PR #1724, opened 2021-06-28
ui: add `lib` to `.eslintignore`

jgwhite:
## Why the change?

The contents of `ui/lib` are either generated or vendored code that we oughtn’t change, therefore it’s safe for the listing tooling to ignore this directory.


gregone (approved):
Good idea!

PR #2168, opened 2021-08-27
ui: Update HCL field to codemirror

### LINKED ISSUE #2074: ui: Improve the server-located HCL file text input field
The current field for a user's HCL file in the git settings is a simple text input field, so some nice features like using the tab button and syntax highlighting are not available. This makes the experience frustrating and even potentially hazardous, leading to unexpected behavior in a user's pipeline.

We would like a more robust text editor when inputting HCL files through the settings menu on the UI.

We are in the process of evaluating the idea of an HCL wizard to guide users through the process of making an HCL file, but the UI team came to a consensus that having a more pleasing experience with this text input field is a good middle step towards this goal that will lead to immediate positive results.

If successful, this can be extracted out as an add-on for other HC products to use.

sabrinako:
### TODO:

- [x] Add tests (modifier + service tests)
### Updated HCL field screenshot
Screen Shot 2021-08-27 at 2 01 29 PM


ui/tests/integration/modifiers/code-mirror-test.ts
```diff
@@ -0,0 +1,65 @@
...
+import { fillIn, render } from '@ember/test-helpers';
+import { hbs } from 'ember-cli-htmlbars';
+
+module('Integration | Modifier | code-mirror', function (hooks) {
+  setupRenderingTest(hooks);
+
+  test('it renders', async function (assert) {
+    let valueToChange = 'initial value in editor';
+    this.set('value', valueToChange);
+    this.set('onInput', () => {});
```
jgwhite, line 12: I don’t get why, but ESLint is complaining about these void functions. I say we just disable that rule of this file by adding this at the top of the file:

```ts
/* eslint-disable @typescript-eslint/no-empty-function */
```

ui/tests/integration/modifiers/code-mirror-test.ts
```diff
@@ -0,0 +1,65 @@
...
+    // if set as value on initial render, it won't get deleted on the second fillIn call
+    let firstValue = 'first value';
+    await fillIn(textArea, firstValue);
+
+    assert.dom('.CodeMirror-code').matchesText(firstValue);
+
+    let newValue = 'second value';
+    await fillIn(textArea, newValue);
+
+    assert.equal(this.get('value'), newValue);
```
jgwhite, line 43: ESLint is complaining about this, but I think it’s actually a bug in the rule. I say we disable this rule for this file too:

```ts
/* eslint-disable ember/no-get */
```

jgwhite (changes requested):
This is looking wonderful!!

The overall implementation is rock solid. I’ve left a flock of suggestions. Sorry it’s so many. They’re all pretty minor.

gregone:
Could we check in with @almonk on the editor theme? It feels a little strange to have something completely different than the logs output. I'd also point out we may want to swap themes in dark mode too?

gregone (changes requested):
Added a few other comments, but I agree with @jgwhite that the `code-mirror` service is probably unnecessary

ui/app/modifiers/code-mirror.ts
```diff
@@ -0,0 +1,59 @@
...
+  positional: never;
+  named: {
+    value: string;
+    onInput: (value: string) => void;
+    options: Record<string, unknown>;
+  };
+}
+
+// call to create the CodeMirror waypoint HCL mode for syntax highlighting
+waypointHclMode();
```
jgwhite, line 28: I think this is fine, though I’d be tempted to call the function something like `registerWaypointHclMode`.

An alternative approach would be to use this kind of import:

```ts
import './utils/waypoint-hcl-mode';
```

And then in the module, it can perform the `defineMode` stuff directly (rather than exporting a function):

```ts
import codemirror from 'codemirror';

codemirror.defineSimpleMode('waypointHCL', {
  // ...
});
```

ui/app/modifiers/utils/waypointHclMode.ts
```diff
@@ -0,0 +1,35 @@
+import codemirror from 'codemirror';
```
jgwhite, line 1: Just for consistency, I’d tempted to use kebab case for this file (i.e. `utils/waypoint-hcl-mode.ts`)

ui/app/modifiers/code-mirror.ts
```diff
@@ -0,0 +1,59 @@
...
+export default class CodeMirrorModifier extends Modifier<Args> {
+  _editor!: codemirror.Editor;
+
+  didInstall(): void {
+    this._setup();
+  }
+
```
jgwhite, line 35: A thought for the future evolution of this component (no need to address in this PR)…

At some point we may want to implement the [`didUpdateArguments`](https://github.com/ember-modifier/ember-modifier#api) hook. This would mainly be so that if the calling code decides to send in a new `value` then the editor updates accordingly (i.e. `this._editor.setValue(newValue)`). Imagine, for example, a “reset” button.

It’d probably look something like this:

```ts
didUpdateArguments() {
  // this test might not be necessary if codemirror is smart about this sort of thing
  if (this.args.value !== this._editor.getValue()) {
    this._editor.setValue(this.args.value);
  }

  if (this.args.options) {
    for (let [key, value] of Object.entries(this.args.options)) {
      this._editor.setOption(key, value);
    }
  }
}
```

ui/app/modifiers/code-mirror.ts
```diff
@@ -0,0 +1,59 @@
...
+  matchBrackets: true,
+  autoCloseBrackets: true,
+  styleActiveLine: true,
+};
+interface Args {
+  positional: never;
+  named: {
+    value: string;
+    onInput: (value: string) => void;
+    options: Record<string, unknown>;
```
jgwhite, line 23: I reckon it’s worth marking this as optional to keep us out of trouble in future.

```suggestion
    options?: Record<string, unknown>;
```

ui/app/components/code-editor-field.hbs
```diff
@@ -0,0 +1,4 @@
+<div
+  class="codemirror-container"
+  {{code-mirror value=@value onInput=@onInput options=this.options}}
```
jgwhite, line 3: Where is `this.options` defined? Should it be `@options` instead?

jgwhite (changes requested):
A few more minor suggestions, but overall looking superb.

ui/app/modifiers/code-mirror.ts
```diff
@@ -0,0 +1,55 @@
+import Modifier from 'ember-modifier';
+import codemirror from 'codemirror';
+
+import './utils/register-waypoint-hcl-mode';
+import 'codemirror/addon/edit/matchbrackets';
+import 'codemirror/addon/edit/closebrackets';
+import 'codemirror/addon/selection/active-line';
```
jgwhite, line 7: These are pleasingly symmetrical now 😺

jgwhite (approved):
This PR rules.

outstanding

gregone (approved):

PR #2174, opened 2021-08-30
ui: fix ember-cli-flash types

jgwhite:
## Why the change?

Helps us trust type information for ember-cli-flash.

### Before

CleanShot 2021-08-30 at 12 08 39@2x

### After

CleanShot 2021-08-30 at 12 09 04@2x

## How do I test it?

This only affects type definitions, so is safe. You may want to test it in your editor to see that the types show up.

PR #2178, opened 2021-08-31
ui: de-lint `project-repository-settings.ts`

jgwhite:
## Why the change?

Brings us one step closer to running linters in CI.

**Note:** There are a few remaining TypeScript errors which are addressed by #2174.

## How do I test it?

These changes are mostly type annotations and therefore safe. The exceptions are the additional `isFormField` guard clauses in `setBasicAuth` and `setSshAuth` which are introduced to perform [type narrowing](https://www.typescriptlang.org/docs/handbook/2/narrowing.html#using-type-predicates). These are runtime changes though, so I’d recommend smoke-testing the data source form to ensure nothing has regressed.


sabrinako (approved):
LGTM! 👍

PR #2186, opened 2021-09-01
Project, app, workspace, and label scoping for Runner Config

mitchellh:
This hooks up the deep core work of #2169 to one aspect of real functionality: runners now properly look up config for their scope. So if you set a config that is for runners running jobs for the "foo" project, on-demand runners will now properly get that configuration.

Note this only works for on-demand runners. This was a limitation we expected from the beginning.

## The Journey

We're not quite done, I'm continuing to keep my PRs small and focused. Our journey so far:

1. [x] #2169 set up our core internal data model. 
2. [x] **This PR** hooks it up to runners so once set, runners actually see it.
3. [ ] Future PR will add CLI work so that users can actually set this.
4. [ ] Future PR (not by me) will add UI work so users can set this in the UI.
5. [ ] Future PR: docs on the new config scoping


internal/server/singleprocess/service_runner.go
```diff
@@ -110,22 +109,65 @@ func (s *service) RunnerConfig(
...
+			return status.Errorf(codes.FailedPrecondition,
+				"no pending job for this on-demand runner. A pending job "+
+					"must be registered prior to registering the runner.")
+		}
+
+		// Nack the job cause we're not going to take it ourselves,
+		// the runner will later with JobStream.
+		if _, err := s.state.JobAck(sjob.Id, false); err != nil {
+			return err
+		}
```
evanphx, line 136: Should we have a `JobPeekForRunner` that doesn't perform the assignment?

evanphx (changes requested):
Initial review, mostly wondering about having an API to peek at the job queue.

internal/server/singleprocess/service_runner.go
evanphx: Didn't mean this to be a change request, just a comment.

mitchellh: Yeah, this is probably a better idea.

mitchellh: Done

evanphx (approved):

PR #2189, opened 2021-09-02
ui: de-lint `notification/index.ts`

jgwhite:
## Why the change?

One step closer to running the linters in CI.

## How do I test this?

I believe these changes are self-evidently safe. But please feel free to contradict me!


sabrinako (approved):
LGTM! So close to no errors popping up when running on local 🤩

Issue #805, opened 2020-11-16
waypoint destroy on ECS does not delete all AWS resources created by waypoint


aruntomar:
**Describe the bug**
`waypoint up` on ECS creates lot of AWS resources eg: ALB, security groups, iam role, ECS cluster, task & execution role,  etc
`waypoint destroy` only destroys the ECS cluster & task definition, leaving behind ALB, security groups, iam roles etc. 

**Steps to Reproduce**
https://github.com/hashicorp/waypoint-examples/blob/main/aws-ecs/nodejs/waypoint.hcl

**Expected behavior**
I would expect all the AWS resources created by waypoint to be destroyed when `waypoint destroy` is executed.

opsline-jrios:
It's any update about it? I'm having the same issue, I need to go manually to destroy later the ALB, SGs and other stuff on AWS after I run the destroy command.

krantzinator:
We plan to address this in an upcoming release.

wesky93:
In my case, even the ECS cluster and task have not been deleted.

PR #2197, opened 2021-09-02
Backport of Convert ECS platform plugin to use resource manager into release/0.5.x

hc-github-team-waypoint:
## Backport

This PR is auto-generated from #2098 to be assessed for backporting due to the inclusion of the label backport/0.5.x.

---

This converts the ECS plugin from its own resource lifecycle logic to use resource manager, and implements the Status plugin.

Addresses https://github.com/hashicorp/waypoint/issues/1645
Closes https://github.com/hashicorp/waypoint/issues/2061

## What changes

From a user perspective, there are three changes:

### More detailed deployment UI

Previous `waypoint deploy` console output:

Screen Shot 2021-08-24 at 10 47 01 AM

New console output:

Screen Shot 2021-08-24 at 10 47 43 AM

Users can now see the progress on creating or discovering all of the resources that go into an ECS deployment.

### Better rollback behavior on deployment failure

If a deployment fails partway through, waypoint will now call destroy on each resource that was created during that deployment, leaving fewer orphaned resources. Example:

Screen Shot 2021-08-24 at 10 55 22 AM

Note that after the rate limit exception, waypoint destroyed the ALB listener and target group before exiting.

### Status

I've implemented status functions on `cluster` and `service` resources. The `service` resource produces additional `task` resources. You can view them with `waypoint status -app=<app>`

Example of a service coming online: 
Screen Shot 2021-08-24 at 10 12 00 AM

One drawback of this change: we run a status check _immediately_ after a deployment, at which point generally the service exists, but the tasks do not yet exist. The initial status check will generally look like this, until a user enables app polling or runs the upcoming `waypoint status -refresh` command:

Screen Shot 2021-08-24 at 11 11 52 AM

## Technical notes

There are _so many_ of individual resources that an ECS deployment creates or needs to be directly aware of. The full list is:
- cluster
- execution IAM role
- task IAM role (optional)
- internal security group
- external security group
- log group
- subnets
- target group
- ALB
- ALB Listener
- route53 record (optional)
- task definition
- service

This is also a bit of a nerve-wracking change, as it touches the entire surface area of the plugin and there aren't any tests. I tested:
- many config param combinations
- backwards compat (i.e. this can destroy 0.5.1 deployments, and 0.5.1 can destroy and release these deployments)
- app destroy
- mid-deploy failure rollback
- deleting AWS resources out of band before running a deployment destroy
- status checks performed locally and by a remote runner

That said, if anyone has any specific trial workflows in mind, please give them a whirl or let me know.

### Improved destroy logic

We only have destroy implemented for ALB listener, target group, and service, which was the state before this change. Other resources are either app-scoped (security groups, etc), or globally scoped (log group). We have a `DestroyWorkspace` plugin func, which could be useful for this, but I feel like we might need a `DestroyApp` plugin func too, as I don't think most of these resources are workspace scoped.

Relevant issue: https://github.com/hashicorp/waypoint/issues/805

### More status functions

I've only implemented status on the `cluster` and `service` resources, which I think are the most dynamic and valuable. Implementing more status functions would result in more aws API usage, which bring us closer to hitting api rate limits for large waypoint installations. AWS rate limits to 20 RPS per region. With this change, each status check will result in 4 GET api calls, so with the default check interval of 30 seconds on the latest deploy only, waypoint won't be able to support more than 150 apps. 

Once we have a plan to address the rate limit problem, we can implement status functions on more resources.

### ECS Releaser plugin

The ECS releaser plugin cannot be easily replaced by the ALB plugin (context: https://github.com/hashicorp/waypoint/issues/1577#issuecomment-902288517). The ECS plugin doesn't create any resources though - only modify existing deployment resources - so I don't think it needs resource manager.

## Incidental changes

Apologies for not making these smaller separate PRs.

- Closes https://github.com/hashicorp/waypoint/issues/2090
- Improved error messages. Amazon errors will often be something vague like "ARN validation failed". If you're making three or four AWS calls as part of one resource, that doesn't tell you which call failed. This now wraps errors to give that context.
- Internal security group now authorizes ingress from the external security group, instead of 0.0.0.0/0. This improves the security of ECS deploys, as it prevents the public from accessing disabled tasks, or DDOSing individual tasks.
- New config parameter for ecs: `ingress_port`, that allows you to configure the external port the load balancer uses. It still defaults to 443 if a cert is configured, and 80 otherwise.
- Checking more aws calls for "404" equivalent responses, and doing something appropriate instead of erroring.
- All aws calls are now called `withContext`, so if the aws api is slow or hanging it should be possible to cancel the operation.
- Security group creation doesn't call AuthorizeIngress to add ingress rules if the security group already exists. This reduces the prodigious number of API calls we make to create a deployment.


izaaklauer:
On it.

izaaklauer:
Unnecessary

• Task prompt: With the first line being the one containing "5. [ ] Future" and the last line the one containing "I believe these", transcribe exactly the lines above that fall in that range.

• Output:
5. [ ] Future PR: docs on the new config scoping


internal/server/singleprocess/service_runner.go
```diff
@@ -110,22 +109,65 @@ func (s *service) RunnerConfig(
...
+			return status.Errorf(codes.FailedPrecondition,
+				"no pending job for this on-demand runner. A pending job "+
+					"must be registered prior to registering the runner.")
+		}
+
+		// Nack the job cause we're not going to take it ourselves,
+		// the runner will later with JobStream.
+		if _, err := s.state.JobAck(sjob.Id, false); err != nil {
+			return err
+		}
```
evanphx, line 136: Should we have a `JobPeekForRunner` that doesn't perform the assignment?

evanphx (changes requested):
Initial review, mostly wondering about having an API to peek at the job queue.

internal/server/singleprocess/service_runner.go
evanphx: Didn't mean this to be a change request, just a comment.

mitchellh: Yeah, this is probably a better idea.

mitchellh: Done

evanphx (approved):

PR #2189, opened 2021-09-02
ui: de-lint `notification/index.ts`

jgwhite:
## Why the change?

One step closer to running the linters in CI.

## How do I test this?

I believe these changes are self-evidently safe. But please feel free to contradict me!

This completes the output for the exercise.